Functional bagplot and functional HDR boxplot


Description

Compute bivariate bagplot, functional bagplot and bivariate HDR boxplot, functional HDR boxplot.

Usage

fboxplot(data, plot.type = c("functional", "bivariate"),
	type = c("bag", "hdr"), alpha = c(0.05, 0.5), projmethod = c("PCAproj","rapca"),
	factor = 1.96, na.rm = TRUE, xlab = data$xname, ylab = data$yname, 
	shadecols = gray((9:1)/10), pointcol = 1, plotlegend = TRUE, 
	legendpos = "topright", ncol = 2, ...)

Arguments

data

An object of class fds or fts.

plot.type

Version of boxplot. When plot.type="functional", a functional plot is provided. When plot.type="bivariate", a square bivariate plot is provided.

type

Type of boxplot. When type = "bag", a bagplot is provided. When type = "hdr", a HDR boxplot is provided.

alpha

Coverage probability for the functional HDR boxplot. alpha are the coverage percentages of the outliers and the central region.

factor

When type = "bag", the outer region of a bagplot is the convex hull obtained by inflating the inner region by the bagplot factor.

na.rm

Remove missing values.

xlab

A title for the x axis.

ylab

A title for the y axis.

shadecols

Colors for shaded regions.

pointcol

Color for outliers and mode.

plotlegend

Add a legend to the graph.

legendpos

Legend position. By default, it is the top right corner.

ncol

Number of columns in the legend.

projmethod

Method used for projection.

...

Other arguments.

Details

The functional curves are first projected into a finite dimensional subspace via functional principal component decomposition. For simiplicity, we choose the subspace as R^2. Based on Tukey (1974)'s halfspace bagplot and Hyndman (1996)'s HDR boxplot, we order each data point in R^2 by data depth and data density. Outliers are those that have either lowest depth (distance from the centre) or lowest density.

Value

Function produces a graphical plot.

Author(s)

Rob J Hyndman, Han Lin Shang. Please, report bugs and suggestions to hanlin.shang@anu.edu.au

References

J. W. Tukey (1974) "Mathematics and the picturing of data", Proceedings of the International Congress of Mathematicians, 2, 523-532, Canadian Mathematical Congress, Montreal.

P. Rousseeuw, I. Ruts and J. Tukey (1999) "The bagplot: A bivariate boxplot", The American Statistician, 53(4), 382-387.

R. J. Hyndman (1996) "Computing and graphing highest density regions", The American Statistician, 50(2), 120-126.
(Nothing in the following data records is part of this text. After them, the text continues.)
Issue #5681, opened 2026-07-14
Wire AMS's dead orb-export.js telemetry stub to a real central ingest endpoint


JSONbored:
### Problem
`packages/gittensory-miner/lib/orb-export.js` already builds a correctly-shaped, HMAC-anonymized batch of PR-outcome telemetry mirroring Orb's own self-host collector — but per its own comments (lines 16-17, 161-163) it deliberately never performs the network send. AMS today has zero visibility into miner-side growth/usage/outcome metrics beyond what an operator can see on their own single machine, unlike Orb's `orb_signals`/`orb_pr_outcomes` central tables, which already give gittensory/LoopOver real adoption and outcome data for Orb.

### Area
gittensory-miner + central ingest (src/orb)

### Proposal
Finish wiring `orb-export.js`'s existing batch-building logic to a real network send, mirroring Orb's self-host collector's cadence and endpoint pattern (`ORB_COLLECTOR_URL`, default `https://api.loopover.ai/v1/orb/ingest`). Decide and implement the central-side ingest surface during build: either a new `ams_signals`/`ams_instances` table pair mirroring `orb_signals`/`orb_instances`, or a shared `product` discriminator column added to the existing tables so one ingest pipeline and one `analytics.ts`-style aggregation serves both products without duplicating the D1 schema — prefer the discriminator-column approach unless a concrete field mismatch forces separate tables. Reuse the shared anonymization primitive from the companion extraction issue rather than reimplementing HMAC logic a second time.

### Deliverables
- `orb-export.js` wired to a real `fetch` POST against the ingest endpoint, using the shared anonymization primitive
- A contiguous `migrations/NNNN_*.sql` for whichever schema decision is made
- Central ingest route (mirroring `src/orb/ingest.ts`'s validation/insert pattern) accepting AMS's batch shape
- `docs/observability.md` updated to describe the new central export path alongside the existing local-only Prometheus/Grafana docs
- Full unit test coverage for the new send path: success, network failure fails open (matches the existing local-only paths' failure posture), opt-out respected

### Resources
- `packages/gittensory-miner/lib/orb-export.js` (existing dead stub to finish)
- `src/selfhost/orb-collector.ts` + `src/orb/ingest.ts` (Orb's live send/ingest pattern to mirror)
- The companion shared-anonymization-primitive issue (sequence this after it merges)

### Boundaries
[...]

PR #5683, opened 2026-07-14
refactor(engine): extract shared telemetry-anonymization primitive

### LINKED ISSUE #5680: Extract shared telemetry-anonymization primitive into @loopover/engine
### Problem
Orb's self-host telemetry collector hand-rolls its own per-instance-secret HMAC anonymization (`getOrCreateAnonSecret`/`hmacField`, `src/selfhost/orb-collector.ts:63-93`) with no reusable module — confirmed no other subsystem imports it as a client library. AMS is about to need the identical pattern (per-instance secret + HMAC'd identifiers) to safely export its own telemetry without leaking identifiable repo/PR data (see the companion issue wiring `orb-export.js` live). Building AMS's version independently would put two independently-maintained implementations of the same security-sensitive anonymization primitive in the codebase — a divergence between them (weaker hash, reused secret, different field set) would be a real privacy bug, not style debt.

### Area
gittensory-engine / shared core

### Proposal
Extract Orb's existing per-instance-secret + HMAC-anonymization logic into a new pure, DI-based module in `packages/gittensory-engine/src/telemetry/anonymize.ts`, following the same "engine computes, product persists" split already used for governor/portfolio-queue. The engine function takes a secret and a raw value and returns the anonymized value — pure, no I/O, no file access. Each product keeps its own local secret storage/generation (paths differ per product), calling into the shared primitive only for the hash itself. Re-wire `orb-collector.ts` onto the shared primitive with zero behavior change, verified by a regression test asserting identical output pre/post-refactor for the same secret+input.

### Deliverables
- `packages/gittensory-engine/src/telemetry/anonymize.ts` — pure `hmacAnonymize(secret, value)` plus any small pure helpers `orb-collector.ts` needs, with full engine-package test coverage (node:test)
- `orb-collector.ts` refactored to import and call the shared primitive instead of its inline HMAC code
- Root vitest mirror test (this repo's `gittensory-engine` node:test is invisible to Codecov otherwise)

### Resources
- `src/selfhost/orb-collector.ts:63-93` (existing implementation to extract)
- `packages/gittensory-engine/src/governor/self-plagiarism.ts` (recent precedent for this exact engine-side pure-function extraction pattern)

### Boundaries
- Extraction and refactor only — must NOT change Orb's anonymization algorithm, secret rotation policy, or opt-out semantics.
- Must NOT touch AMS's `orb-export.js` — wiring AMS onto the shared primitive is the separate follow-up issue below, since it also needs its own local-secret storage and network-send logic built first.

JSONbored:
## Summary
- Orb's self-host collector (`src/selfhost/orb-collector.ts`) hand-rolled its own per-instance-secret HMAC anonymization with no reusable module.
- AMS is about to need the identical pattern to safely export its own telemetry (#5681) -- extracting it now means one implementation instead of two independently-maintained copies of the same security-sensitive logic.
- New `packages/gittensory-engine/src/telemetry/anonymize.ts` exports `generateAnonSecret`/`hmacAnonymize` (pure, no I/O); `orb-collector.ts` re-wired onto it with a fixed-vector regression test asserting identical output to the pre-extraction implementation.

## Test plan
- [x] `npm run build --workspace @loopover/engine` clean
- [x] Engine's own `node:test` suite: 550/550 pass
- [x] `npx tsc --noEmit --incremental false` clean
- [x] Root vitest: `test/unit/engine-telemetry-anonymize.test.ts` + `test/unit/selfhost-orb-collector.test.ts` (21/21 pass, confirms zero behavior change to Orb's live export)
- [x] `npm run test:coverage` (unsharded): both changed files at 100% line/branch/function coverage per `coverage/lcov.info`

Closes #5680

### DIFF
--- a/packages/gittensory-engine/src/index.ts
+++ b/packages/gittensory-engine/src/index.ts
@@ -672,3 +672,8 @@ export {
   SECRET_PATTERNS,
   redactSecrets,
 } from "./subprocess-env.js";
+
+// Shared telemetry-anonymization primitive (#5680) — one source of truth for the per-instance-secret HMAC
+// hashing both Orb's self-host collector and AMS's export path use before repo/PR identifiers leave the
+// instance.
+export { generateAnonSecret, hmacAnonymize } from "./telemetry/anonymize.js";
--- a/packages/gittensory-engine/src/telemetry/anonymize.ts
+++ b/packages/gittensory-engine/src/telemetry/anonymize.ts
@@ -1,0 +1,29 @@
+// Shared telemetry-anonymization primitive (#5680): one source of truth for the per-instance-secret HMAC
+// hashing every self-hosted product (Orb's `src/selfhost/orb-collector.ts`, and AMS's own export path) uses
+// to anonymize repo/PR identifiers before they leave the instance. Extracted out of Orb-only code so a second,
+// independently-maintained implementation never drifts from this one -- a weaker hash or a reused secret in
+// only one of the two would be a real privacy bug, not style debt.
+//
+// Deliberately narrow: secret PERSISTENCE (where/how it's stored -- D1 for Orb, local SQLite for AMS) stays in
+// each product's own store, since that's genuinely different per product. Only the pure hash/generate math
+// lives here.
+import { createHmac, randomBytes } from "node:crypto";
+
+/**
+ * Generate a fresh, single-purpose 256-bit anonymization secret (64 hex chars). Each product persists this
+ * once per instance in its own store and reuses it on every export, so the same raw value always hashes the
+ * same way. Never derived from, or shared with, any other credential (App private keys, webhook secrets) --
+ * key separation means a leaked anonymization secret can't be used to forge or decrypt anything else.
+ */
+export function generateAnonSecret(): string {
+  return randomBytes(32).toString("hex");
+}
+
+/**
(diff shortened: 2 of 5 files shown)


JSONbored:
Re: the flagged "blocker" about the relative-path import being the likely cause of the `build + boot smoke test` failure — that's not what happened here.

The actual failure (see the job log) was `ERROR: write /app/node_modules/@opentelemetry/sdk-logs/build/.../InMemoryLogRecordExporter.d.ts: no space left on device` during Docker layer import — a runner disk-space flake, unrelated to any source change. I re-ran the identical job with zero code changes and it passed clean (`build + boot smoke test  pass  4m47s`), which rules out the import path as the cause: a real build-time defect wouldn't fix itself on an unchanged re-run.

The relative-path import itself (`../../packages/gittensory-engine/src/telemetry/anonymize.js`) is also this codebase's existing, deliberate convention for `src/` consumers of engine code, not something introduced by this PR — see `src/signals/reward-risk.ts:22`, `src/signals/duplicate-winner.ts:15`, and `src/mcp/issue-rag.ts:6`, all importing engine internals the same way (the published `@loopover/engine` package is what `packages/gittensory-miner` uses instead, since that's a separately-published consumer). Switching this one call site to the package import would be inconsistent with every sibling file in `src/selfhost`/`src/signals`.

Leaving the code as-is. Held for manual review per the guarded-path policy, which is correct — over to a maintainer to merge.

R. J. Hyndman and H. L. Shang (2010) "Rainbow plots, bagplots, and boxplots for functional data", Journal of Computational and Graphical Statistics, 19(1), 29-45.

Y. Sun and M. G. Genton (2011) "Functional boxplots", Journal of Computational and Graphical Statistics, 20(2), 316-334.

Y. Sun and M. G. Genton (2012) "Adjusted functional boxplots for spatio-temporal data visualization and outlier detection", Environmetrics, 23, 54-64.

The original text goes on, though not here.